=== Begin Enclosure ===

PR #191, opened 2022-07-07
Add param on OSS::CurrencyInput for show only the currency dd

sBenjamin270495:
### What does this PR do?

Add param on OSS::CurrencyInput for show only the currency dropdown without number input

Related to: none, advancement for replace in identity web

### Good PR checklist

- [x] Title makes sense
- [x] Properly assigned
- [x] Added/updated tests
- [x] Properly labeled

### DIFF
--- a/addon/components/o-s-s/currency-input.hbs
+++ b/addon/components/o-s-s/currency-input.hbs
@@ -25,7 +25,7 @@
   {{#if this.currencySelectorShown}}
     <OSS::InfiniteSelect @items={{this.filteredCurrencies}} @onSearch={{this.onSearch}} 
                          @onSelect={{this.onSelect}}
-                         @searchPlaceholder={{t "oss-components.currency-input.search" }} 
+                         @searchPlaceholder={{t "oss-components.currency-input.search"}} 
                          {{on-click-outside this.hideCurrencySelector}}>
       <:option as |currency|>
         <div class="fx-row fx-xalign-center {{if (eq this.selectedCurrency currency) 'row-selected'}}">
--- a/addon/components/o-s-s/currency-input.hbs
+++ b/addon/components/o-s-s/currency-input.hbs
@@ -2,40 +2,40 @@
   <div class="currency-input {{if @onlyCurrency " onlycurrency"}} upf-input fx-row fx-1 fx-xalign-center">
     <div class="currency-selector fx-row fx-gap-px-12 fx-malign-space-between" role="button" 
          {{on "click" this.toggleCurrencySelector}}>
+    <div class="currency-selector fx-row fx-gap-px-12 fx-malign-space-between" role="button" {{on "click"
+      this.toggleCurrencySelector}}>
       <div class="fx-col">
         <div class="fx-row fx-gap-px-9">
           <span>{{this.selectedCurrencySymbol}}</span>
           {{#if @onlyCurrency}}
-            <span class="margin-right-px-12">{{this.selectedCurrencyCode}}</span>
+          <span class="margin-right-px-12">{{this.selectedCurrencyCode}}</span>
           {{/if}}
         </div>
       </div>
       {{#if this.currencySelectorShown}}
-        <i class="far fa-chevron-up margin-left-xxx-sm"></i>
+      <i class="far fa-chevron-up margin-left-xxx-sm"></i>
       {{else}}
-        <i class="far fa-chevron-down margin-left-xxx-sm"></i>
+      <i class="far fa-chevron-down margin-left-xxx-sm"></i>
       {{/if}}
     </div>
     {{#unless @onlyCurrency}}
-      <Input class="fx-1" type="number" @value={{this.localValue}} {{on "keydown" this.onlyNumeric}}
-             {{on "keyup" this.notifyChanges}}
-             autocomplete="off" />
+    <Input class="fx-1" type="number" @value={{this.localValue}} {{on "keydown" this.onlyNumeric}} {{on "keyup"
+      this.notifyChanges}} autocomplete="off" />
     {{/unless}}
   </div>
   {{#if this.currencySelectorShown}}
-    <OSS::InfiniteSelect @items={{this.filteredCurrencies}} @onSearch={{this.onSearch}} 
-                         @onSelect={{this.onSelect}}
-                         @searchPlaceholder={{t "oss-components.currency-input.search"}} 
-                         {{on-click-outside this.hideCurrencySelector}}>
-      <:option as |currency|>
-        <div class="fx-row fx-xalign-center {{if (eq this.selectedCurrency currency) 'row-selected'}}">
-          <span class="symbol text-color-default-light margin-left-xx-sm">{{currency.symbol}}</span>
-          <span class="text-color-default-light margin-left-xx-sm fx-1">{{currency.code}}</span>
-          {{#if (eq this.selectedCurrency currency)}}
-            <i class="far fa-check text-color-bright-purple padding-right-px-6"></i>
-          {{/if}}
-        </div>
-      </:option>
-    </OSS::InfiniteSelect>
+  <OSS::InfiniteSelect @items={{this.filteredCurrencies}} 
+                       @onSearch={{this.onSearch}} @onSelect={{this.onSelect}}
+    @searchPlaceholder={{t "oss-components.currency-input.search" }} {{on-click-outside this.hideCurrencySelector}}>
+    <:option as |currency|>
+      <div class="fx-row fx-xalign-center {{if (eq this.selectedCurrency currency) 'row-selected'}}">
+        <span class="symbol text-color-default-light margin-left-xx-sm">{{currency.symbol}}</span>
+        <span class="text-color-default-light margin-left-xx-sm fx-1">{{currency.code}}</span>
+        {{#if (eq this.selectedCurrency currency)}}
+        <i class="far fa-check text-color-bright-purple padding-right-px-6"></i>
+        {{/if}}
+      </div>
+    </:option>
+  </OSS::InfiniteSelect>
   {{/if}}
 </div>
--- a/addon/components/o-s-s/currency-input.hbs
+++ b/addon/components/o-s-s/currency-input.hbs
@@ -1,34 +1,31 @@
 <div class="currency-input-container fx-1" ...attributes>
-  <div class="{{if this.onlyCurrencyInput "currency-input-onlycurrency" "currency-input"}} upf-input fx-row fx-1 fx-xalign-center ">
-    <div class="currency-selector fx-row fx-malign-space-between" role="button" {{on "click" this.toggleCurrencySelector}}>
+  <div class="currency-input {{if @onlyCurrency " onlycurrency"}} upf-input fx-row fx-1 fx-xalign-center">
+    <div class="currency-selector fx-row fx-gap-px-12 fx-malign-space-between" role="button" {{on "click"
+      this.toggleCurrencySelector}}>
       <div class="fx-col">
-        <div class="fx-row fx-gap-px-24">
-          <span class="text-center symbol">{{this.selectedCurrencySymbol}}</span>
-          {{#if this.onlyCurrencyInput}}
-            <span class=" margin-right-px-24 text-center symbol">{{this.selectedCurrencyCode}}</span>
+        <div class="fx-row fx-gap-px-9">
+          {{#if (not-eq this.selectedCurrencyCode "Select")}}
+            <span>{{this.selectedCurrencySymbol}}</span>
+          {{/if}}
+          {{#if @onlyCurrency}}
+            <span class=" margin-right-px-12 {{if (eq this.selectedCurrencyCode "Select") "font-color-gray-500" }}">{{this.selectedCurrencyCode}}</span>
           {{/if}}
         </div>
       </div>
-      <div class="fx-col">
       {{#if this.currencySelectorShown}}
         <i class="far fa-chevron-up margin-left-xxx-sm"></i>
       {{else}}
         <i class="far fa-chevron-down margin-left-xxx-sm"></i>
       {{/if}}
-
-      </div>
     </div>
-    {{#unless this.onlyCurrencyInput}}
-      <Input class="fx-1" type="number" @value={{this.localValue}} {{on "keydown" this.onlyNumeric}}
-             {{on "keyup" this.notifyChanges}}
-             autocomplete="off" />
+    {{#unless @onlyCurrency}}
+      <Input class="fx-1" type="number" @value={{this.localValue}} {{on "keydown" this.onlyNumeric}} {{on "keyup"
+        this.notifyChanges}} autocomplete="off" />
     {{/unless}}
   </div>
   {{#if this.currencySelectorShown}}
-    <OSS::InfiniteSelect @items={{this.filteredCurrencies}} @onSearch={{this.onSearch}}
-                         @onSelect={{this.onSelect}}
-                         @searchPlaceholder={{t "oss-components.currency-input.search"}}
-                         {{on-click-outside this.hideCurrencySelector}}>
+    <OSS::InfiniteSelect @items={{this.filteredCurrencies}} @onSearch={{this.onSearch}} @onSelect={{this.onSelect}}
+      @searchPlaceholder={{t "oss-components.currency-input.search" }} {{on-click-outside this.hideCurrencySelector}}>
       <:option as |currency|>
         <div class="fx-row fx-xalign-center {{if (eq this.selectedCurrency currency) 'row-selected'}}">
           <span class="symbol text-color-default-light margin-left-xx-sm">{{currency.symbol}}</span>
--- a/addon/components/o-s-s/currency-input.hbs
+++ b/addon/components/o-s-s/currency-input.hbs
@@ -2,8 +2,12 @@
   <div class="{{if this.onlyCurrencyInput "currency-input-onlycurrency" "currency-input"}} upf-input fx-row fx-1 fx-xalign-center ">
     <div class="currency-selector fx-row fx-malign-space-between" role="button" {{on "click" this.toggleCurrencySelector}}>
       <div class="fx-col">
-        <span class="margin-right-xxx-sm text-center symbol">{{this.selectedCurrencySymbol}}</span>
-
+        <div class="fx-row fx-gap-px-24">
+          <span class="text-center symbol">{{this.selectedCurrencySymbol}}</span>
+          {{#if this.onlyCurrencyInput}}
+            <span class=" margin-right-px-24 text-center symbol">{{this.selectedCurrencyCode}}</span>
+          {{/if}}
+        </div>
       </div>
       <div class="fx-col">
       {{#if this.currencySelectorShown}}
--- a/addon/components/o-s-s/currency-input.hbs
+++ b/addon/components/o-s-s/currency-input.hbs
@@ -1,14 +1,12 @@
 <div class="currency-input-container fx-1" ...attributes>
   <div class="currency-input {{if @onlyCurrency " onlycurrency"}} upf-input fx-row fx-1 fx-xalign-center">
-    <div class="currency-selector fx-row fx-gap-px-12 fx-malign-space-between" role="button" {{on "click"
-      this.toggleCurrencySelector}}>
+    <div class="currency-selector fx-row fx-gap-px-12 fx-malign-space-between" role="button" 
+         {{on "click" this.toggleCurrencySelector}}>
       <div class="fx-col">
         <div class="fx-row fx-gap-px-9">
-          {{#if (not-eq this.selectedCurrencyCode "Select")}}
-            <span>{{this.selectedCurrencySymbol}}</span>
-          {{/if}}
+          <span>{{this.selectedCurrencySymbol}}</span>
           {{#if @onlyCurrency}}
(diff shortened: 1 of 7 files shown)


addon/components/o-s-s/currency-input.hbs
```diff
@@ -1,16 +1,28 @@
 <div class="currency-input-container fx-1" ...attributes>
-  <div class="currency-input upf-input fx-row fx-1 fx-xalign-center">
-    <div class="currency-selector fx-row" role="button" {{on "click" this.toggleCurrencySelector}}>
-      <span class="margin-right-xxx-sm text-center symbol">{{this.selectedCurrencySymbol}}</span>
+  <div class="{{if this.onlyCurrencyInput "currency-input-onlycurrency" "currency-input"}} upf-input fx-row fx-1 fx-xalign-center ">
```
JulienVannier66, line 2:
```suggestion
  <div class="currency-input {{if this.onlyCurrencyInput "currency-input--currency-only"}} upf-input fx-row fx-1 fx-xalign-center ">
```
Keep `currency-input` class to avoid code duplication and update `currency-input--currency-only` to change only necessary css properties

app/styles/currency-input.less
```diff
@@ -47,6 +47,37 @@
...
+      padding-right: var(--spacing-px-12);
+      margin-right: 0px;
+      width: 100%;
+    }
+
+    .phone-prefix {
+      white-space: nowrap;
+      .text-color-default-light;
+      .margin-right-xxx-sm;
+    }
```
Miexil, line 69: `.phone-prefix` is not used in currency-input.
Be careful when copy/pasting code :)

app/styles/currency-input.less
```diff
@@ -47,6 +47,37 @@
...
+  .currency-input-onlycurrency {
+    padding-right: 0px;
+    .currency-selector {
+      height: 100%;
+      display: flex;
+      align-items: center;
+      padding-right: var(--spacing-px-12);
+      margin-right: 0px;
+      width: 100%;
+    }
```
Miexil, line 63: There are only a few css attributes that are different from the base `.currency-input` : width, margin, border...
Instead of duplicating the whole section, define a class that only overrides the attributes you need.

In your template you should do something like :
```html
 <div class="currency-input {{if this.onlyCurrencyInput "only-selector"}} ..." ...>
```
And then in the css, override the currency-input attributes that are different in `.only-selector`

addon/components/o-s-s/currency-input.hbs
Miexil, line 2: extra space at the end of class definitions.

addon/components/o-s-s/currency-input.hbs
```diff
@@ -1,16 +1,28 @@
...
+    <div class="currency-selector fx-row fx-malign-space-between" role="button" {{on "click" this.toggleCurrencySelector}}>
+      <div class="fx-col">
+        <div class="fx-row fx-gap-px-24">
+          <span class="text-center symbol">{{this.selectedCurrencySymbol}}</span>
+          {{#if this.onlyCurrencyInput}}
+            <span class=" margin-right-px-24 text-center symbol">{{this.selectedCurrencyCode}}</span>
+          {{/if}}
```
JulienVannier66, line 9: You see that with Victor, right?

addon/components/o-s-s/currency-input.hbs
```diff
@@ -1,16 +1,28 @@
...
+        </div>
+      </div>
+      <div class="fx-col">
```
Miexil, line 12: This feels a bit off. Why are you adding these divs ?

Why are you using `text-center` & `symbol` and what's `symbol` ?

addon/components/o-s-s/currency-input.hbs
```diff
@@ -1,16 +1,28 @@
...
+      </div>
     </div>
-    <Input class="fx-1" type="number" @value={{this.localValue}} {{on "keydown" this.onlyNumeric}}
-           {{on "keyup" this.notifyChanges}}
-           autocomplete="off" />
+    {{#unless this.onlyCurrencyInput}}
+      <Input class="fx-1" type="number" @value={{this.localValue}} {{on "keydown" this.onlyNumeric}}
+             {{on "keyup" this.notifyChanges}}
+             autocomplete="off" />
+    {{/unless}}
```
Miexil, line 25: indentation of the whole file is wrong.

addon/components/o-s-s/currency-input.ts
```diff
@@ -31,6 +32,14 @@ export default class OSSCurrencyInput extends Component<OSSCurrencyInputArgs> {
     return this.selectedCurrency.symbol || '—';
   }
 
+  get selectedCurrencyCode(): string {
+    return this.selectedCurrency.code || '...';
```
Miexil, line 36: I doubt that we put the '...' when no value is selected ; please check with Victor.

app/styles/currency-input.less
```diff
@@ -47,6 +47,37 @@
...
+
+    .phone-prefix {
+      white-space: nowrap;
+      .text-color-default-light;
+      .margin-right-xxx-sm;
+    }
+
+    input {
```
Miexil, line 71: pretty sure you don't need to override inputs

tests/integration/components/o-s-s/currency-input-test.ts
```diff
@@ -16,6 +16,23 @@ module('Integration | Component | o-s-s/currency-input', function (hooks) {
...
+    assert.dom('.currency-input-container').exists();
+    assert.dom('.currency-selector ').exists();
+
+    const currencyLabel = await findAll('.currency-selector span');
+    assert.dom(currencyLabel[1]).exists();
+    assert.dom(currencyLabel[1]).hasText('USD');
+
+    assert.dom('.currency-input input ').doesNotExist();
+  });
+
```
Miexil, line 35: You should also write a test to check that onChange is called with the proper values when currencyOnly is true

Miexil (changes requested):

JulienVannier66:
Do you forget the `min-width: 150px` for `.currency-input-container .upf-infinite-select` class? The renderer is weird

addon/components/o-s-s/currency-input.ts
```diff
@@ -8,6 +8,7 @@ interface OSSCurrencyInputArgs {
   currency: string;
   value: number;
   onChange(currency: string, value: number): void;
+  onlyCurrency: boolean;
```
phndiaye, line 11: `currencyOnly?: boolean`.

In Typescript, the `?` at the end means that the parameter can be undefined and is a shortcut for:
- `onlyCurrency: boolean | undefined`

addon/components/o-s-s/currency-input.hbs
```diff
@@ -1,16 +1,28 @@
 <div class="currency-input-container fx-1" ...attributes>
-  <div class="currency-input upf-input fx-row fx-1 fx-xalign-center">
-    <div class="currency-selector fx-row" role="button" {{on "click" this.toggleCurrencySelector}}>
-      <span class="margin-right-xxx-sm text-center symbol">{{this.selectedCurrencySymbol}}</span>
+  <div class="{{if this.onlyCurrencyInput "currency-input-onlycurrency" "currency-input"}} upf-input fx-row fx-1 fx-xalign-center ">
+    <div class="currency-selector fx-row fx-malign-space-between" role="button" {{on "click" this.toggleCurrencySelector}}>
+      <div class="fx-col">
+        <div class="fx-row fx-gap-px-24">
+          <span class="text-center symbol">{{this.selectedCurrencySymbol}}</span>
+          {{#if this.onlyCurrencyInput}}
```
phndiaye, line 7: just use the `@currencyOnly` named arg and remove this getter (cf. https://github.com/upfluence/oss-components/pull/191/files#r915987263)

addon/components/o-s-s/currency-input.hbs
```diff
@@ -1,16 +1,28 @@
...
+            <span class=" margin-right-px-24 text-center symbol">{{this.selectedCurrencyCode}}</span>
```
phndiaye, line 8: you really want to apply the `symbol` class on the currency code too ??

app/styles/currency-input.less
sBenjamin270495: the input class is needed for border : none  on the input , doesn't have same design without this class

Miexil (changes requested):

addon/components/o-s-s/currency-input.hbs
```diff
@@ -1,22 +1,31 @@
 <div class="currency-input-container fx-1" ...attributes>
-  <div class="currency-input upf-input fx-row fx-1 fx-xalign-center">
-    <div class="currency-selector fx-row" role="button" {{on "click" this.toggleCurrencySelector}}>
-      <span class="margin-right-xxx-sm text-center symbol">{{this.selectedCurrencySymbol}}</span>
+  <div class="currency-input {{if @onlyCurrency " onlycurrency"}} upf-input fx-row fx-1 fx-xalign-center">
+    <div class="currency-selector fx-row fx-gap-px-12 fx-malign-space-between" role="button" {{on "click"
+      this.toggleCurrencySelector}}>
+      <div class="fx-col">
+        <div class="fx-row fx-gap-px-9">
+          {{#if (not-eq this.selectedCurrencyCode "Select")}}
```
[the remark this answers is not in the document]
phndiaye: Also, "Select" IS NOT a currency code. let's not started mixing placeholders with actual possible values please :)

addon/components/o-s-s/currency-input.hbs
```diff
@@ -1,22 +1,31 @@
...
+            <span>{{this.selectedCurrencySymbol}}</span>
+          {{/if}}
+          {{#if @onlyCurrency}}
+            <span class=" margin-right-px-12 {{if (eq this.selectedCurrencyCode "Select") "font-color-gray-500" }}">{{this.selectedCurrencyCode}}</span>
+          {{/if}}
+        </div>
+      </div>
```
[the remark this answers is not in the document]
phndiaye: +1 (and way easier to test)

addon/components/o-s-s/currency-input.ts
```diff
@@ -7,7 +7,8 @@ import { isEmpty } from '@ember/utils';
 interface OSSCurrencyInputArgs {
   currency: string;
   value: number;
-  onChange(currency: string, value: number): void;
+  onChange(currency: string | undefined, value: number): void;
```
phndiaye, line 10: I think it's the `value` that's supposed to be undefined in case of `onlyCurrency` here

addon/components/o-s-s/currency-input.ts
```diff
@@ -28,12 +29,18 @@ export default class OSSCurrencyInput extends Component<OSSCurrencyInputArgs> {
...
+    return this.selectedCurrency?.symbol || '—';
+  }
+
+  get selectedCurrencyCode(): string {
+    return this.selectedCurrency?.code || 'Select';
   }
 
   get selectedCurrency() {
-    if (isEmpty(this.args.currency)) {
+    if (isEmpty(this.args.currency) && this.args.onlyCurrency == false) {
```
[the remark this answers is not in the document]
sBenjamin270495: Thank you, i did that because the onlyCurrency can be undefined and  i thought that the typing of === could be a problem but not.
After some search on undifined status , i see that the problem is the logic of the function, i can simplify this function

addon/components/o-s-s/currency-input.hbs
```diff
@@ -1,21 +1,31 @@
...
-           autocomplete="off" />
+    {{#unless @onlyCurrency}}
+      <Input class="fx-1" type="number" @value={{this.localValue}} {{on "keydown" this.onlyNumeric}}
+             {{on "keyup" this.notifyChanges}}
+             autocomplete="off" />
+    {{/unless}}
   </div>
   {{#if this.currencySelectorShown}}
-    <OSS::InfiniteSelect @items={{this.filteredCurrencies}} @onSearch={{this.onSearch}}
+    <OSS::InfiniteSelect @items={{this.filteredCurrencies}} @onSearch={{this.onSearch}}
```
JulienVannier66, line 26:
```suggestion
    <OSS::InfiniteSelect @items={{this.filteredCurrencies}} @onSearch={{this.onSearch}}
```
extra space at the end

addon/components/o-s-s/currency-input.hbs
```diff
@@ -1,21 +1,31 @@
...
+             {{on "keyup" this.notifyChanges}}
+             autocomplete="off" />
+    {{/unless}}
   </div>
   {{#if this.currencySelectorShown}}
-    <OSS::InfiniteSelect @items={{this.filteredCurrencies}} @onSearch={{this.onSearch}}
+    <OSS::InfiniteSelect @items={{this.filteredCurrencies}} @onSearch={{this.onSearch}} 
                          @onSelect={{this.onSelect}}
-                         @searchPlaceholder={{t "oss-components.currency-input.search"}}
+                         @searchPlaceholder={{t "oss-components.currency-input.search" }}
```
JulienVannier66:
```suggestion
                         @searchPlaceholder={{t "oss-components.currency-input.search"}} 
```
extra space

addon/components/o-s-s/currency-input.ts
```diff
@@ -7,7 +7,8 @@ import { isEmpty } from '@ember/utils';
 interface OSSCurrencyInputArgs {
   currency: string;
   value: number;
-  onChange(currency: string, value: number): void;
+  onChange(currency: string , value: number ): void;
```
JulienVannier66, line 10:
```suggestion
  onChange(currency: string , value: number): void;
```

addon/components/o-s-s/currency-input.ts
```diff
@@ -31,14 +32,21 @@ export default class OSSCurrencyInput extends Component<OSSCurrencyInputArgs> {
...
+    if (this.emptyCurrency) {
       return this._currencies[0];
     }
-
     return this._currencies.find((currency: Currency) => currency.code === this.args.currency) || this._currencies[0];
   }
 
+  get emptyCurrency(): boolean {
+    return isEmpty(this.args.currency);
+  }
```
JulienVannier66, line 48: Is this getter used in the template?

app/styles/currency-input.less
```diff
@@ -51,4 +46,12 @@
...
     }
   }
+  .currency-input.onlycurrency {
+    padding-right: 0px;
+    .currency-selector {
+      border-right: none;
+      margin-right: 0px;
+      width: 100%;
+    }
+  }
```
JulienVannier66, line 56:
```suggestion
  .onlycurrency {
    padding-right: 0;
    .currency-selector {
      border-right: none;
      margin-right: 0;
      width: 100%;
    }
  }
```
Move this class in `currency-input` definition directly. You can delete `px` when you set 0. Do you need `width: 100%` here?

tests/integration/components/o-s-s/currency-input-test.ts
```diff
@@ -16,6 +16,49 @@ module('Integration | Component | o-s-s/currency-input', function (hooks) {
     assert.dom('.currency-input-container').exists();
   });
 
+  test('it renders currency only', async function (assert) {
+    this.onChange = () => {};
+    this.onlyCurrency = true;
+    await render(
+      hbs`<OSS::CurrencyInput @currency="USD" @onlyCurrency={{this.onlyCurrency}} @onChange={{this.onChange}} />`
```
JulienVannier66, line 23:
```suggestion
    await render(
      hbs`<OSS::CurrencyInput @currency="USD" @onlyCurrency={{true}} @onChange={{this.onChange}} />`
```
You don't use it in test, set up value directly in the component.

tests/integration/components/o-s-s/currency-input-test.ts
```diff
@@ -16,6 +16,49 @@ module('Integration | Component | o-s-s/currency-input', function (hooks) {
...
+    assert.dom('.currency-input input').doesNotExist();
+  });
+
+  test('it renders currency only with empty currency param', async function (assert) {
+    this.onChange = () => {};
+    this.onlyCurrency = true;
+    this.currency = null;
+    await render(
+      hbs`<OSS::CurrencyInput @currency={{this.currency}} @onlyCurrency={{this.onlyCurrency}} @onChange={{this.onChange}} />`
+    );
```
JulienVannier66, line 46:
```suggestion
    await render(
      hbs`<OSS::CurrencyInput @onlyCurrency={{true}} @onChange={{this.onChange}} />`
    );
```
You can simplify

tests/integration/components/o-s-s/currency-input-test.ts
```diff
@@ -54,14 +97,29 @@ module('Integration | Component | o-s-s/currency-input', function (hooks) {
...
       await click(clickableRows[4]);
       assert.dom('.currency-selector').hasText('A$');
     });
+    test('Selecting a new currency in the Currency selector triggers the onChange method with currency only', async function (assert) {
+      this.currency = '';
+      this.onChange = (currency: string, _: number) => {
+        assert.equal(currency, 'AUD');
+        this.set('currency', currency);
+      };
+      sinon.spy(this.onChange);
```
JulienVannier66, line 114: Use `sinon.stub` instead. You are not sure that the `assert.equal` is call here

addon/components/o-s-s/currency-input.hbs
```diff
@@ -1,21 +1,31 @@
...
         <i class="far fa-chevron-down margin-left-xxx-sm"></i>
       {{/if}}
     </div>
-    <Input class="fx-1" type="number" @value={{this.localValue}} {{on "keydown" this.onlyNumeric}}
-           {{on "keyup" this.notifyChanges}}
-           autocomplete="off" />
+    {{#unless @onlyCurrency}}
+      <Input class="fx-1" type="number" @value={{this.localValue}} {{on "keydown" this.onlyNumeric}}
+             {{on "keyup" this.notifyChanges}}
+             autocomplete="off" />
```
Miexil, line 22: There is space for the `autocomplete="off"` on the line above.

addon/components/o-s-s/currency-input.hbs
```diff
@@ -1,21 +1,31 @@
...
+    {{/unless}}
   </div>
   {{#if this.currencySelectorShown}}
-    <OSS::InfiniteSelect @items={{this.filteredCurrencies}} @onSearch={{this.onSearch}}
+    <OSS::InfiniteSelect @items={{this.filteredCurrencies}} @onSearch={{this.onSearch}} 
                          @onSelect={{this.onSelect}}
-                         @searchPlaceholder={{t "oss-components.currency-input.search"}}
+                         @searchPlaceholder={{t "oss-components.currency-input.search"}}
```
Miexil, line 28: extra space at the end

addon/components/o-s-s/currency-input.ts
Miexil: +1 
Unless used in the template, the `isEmtpy(this.args.currency)` should just be added b ack to line 40.

addon/components/o-s-s/currency-input.hbs
sBenjamin270495: ok but the indentation here and before I do changes are the same

tests/integration/components/o-s-s/currency-input-test.ts
```diff
@@ -16,6 +16,44 @@ module('Integration | Component | o-s-s/currency-input', function (hooks) {
...
+    assert.dom('.currency-input-container').exists();
+    assert.dom('.currency-selector').exists();
+
+    const currencyLabel = await findAll('.currency-selector span');
+
+    assert.dom(currencyLabel[0]).exists();
+    assert.dom(currencyLabel[0]).hasText('$');
+
+    assert.dom(currencyLabel[1]).exists();
+    assert.dom(currencyLabel[1]).hasText('USD');
```
phndiaye, line 52: maybe a `assert.dom('.currency-selector').hasText('$ USD')` can replace all this?  🤷‍♂️ (double check but it's good anyway)

tests/integration/components/o-s-s/currency-input-test.ts
```diff
@@ -16,6 +16,44 @@ module('Integration | Component | o-s-s/currency-input', function (hooks) {
     assert.dom('.currency-input-container').exists();
   });
 
+  test('it renders currency only', async function (assert) {
```
phndiaye, line 19: what about nesting all the tests you added into a `module('currency only mode')` ?

phndiaye (approved):

addon/components/o-s-s/currency-input.ts
```diff
@@ -7,7 +7,8 @@ import { isEmpty } from '@ember/utils';
 interface OSSCurrencyInputArgs {
   currency: string;
   value: number;
-  onChange(currency: string, value: number): void;
+  onChange(currency: string , value: number): void;
```
Miexil, line 10: Extra space.

JulienVannier66 (approved):

Miexil:
Screenshot 2022-07-12 at 10 18 36

Also, you need to add a space-between the chevron and the currency + label in order to align the chevron to the right of the input.

sBenjamin270495:
> Screenshot 2022-07-12 at 10 18 36
> 
> Also, you need to add a space-between the chevron and the currency + label in order to align the chevron to the right of the input.

There are already a space between on div .currency-selector with class fx-malign-space-between, the problem is when i remove the width : 100% i did bad test sorry...

Miexil (approved):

=== End Enclosure ===

> **Exercise goal**
Write out exactly the lines between the start of the entries and the line containing "-2,40 +2,40 @@", including that line and the first one.

> **Exercise response**
PR #191, opened 2022-07-07
Add param on OSS::CurrencyInput for show only the currency dd

sBenjamin270495:
### What does this PR do?

Add param on OSS::CurrencyInput for show only the currency dropdown without number input

Related to: none, advancement for replace in identity web

### Good PR checklist

- [x] Title makes sense
- [x] Properly assigned
- [x] Added/updated tests
- [x] Properly labeled

### DIFF
--- a/addon/components/o-s-s/currency-input.hbs
+++ b/addon/components/o-s-s/currency-input.hbs
@@ -25,7 +25,7 @@
   {{#if this.currencySelectorShown}}
     <OSS::InfiniteSelect @items={{this.filteredCurrencies}} @onSearch={{this.onSearch}} 
                          @onSelect={{this.onSelect}}
-                         @searchPlaceholder={{t "oss-components.currency-input.search" }} 
+                         @searchPlaceholder={{t "oss-components.currency-input.search"}} 
                          {{on-click-outside this.hideCurrencySelector}}>
       <:option as |currency|>
         <div class="fx-row fx-xalign-center {{if (eq this.selectedCurrency currency) 'row-selected'}}">
--- a/addon/components/o-s-s/currency-input.hbs
+++ b/addon/components/o-s-s/currency-input.hbs
@@ -2,40 +2,40 @@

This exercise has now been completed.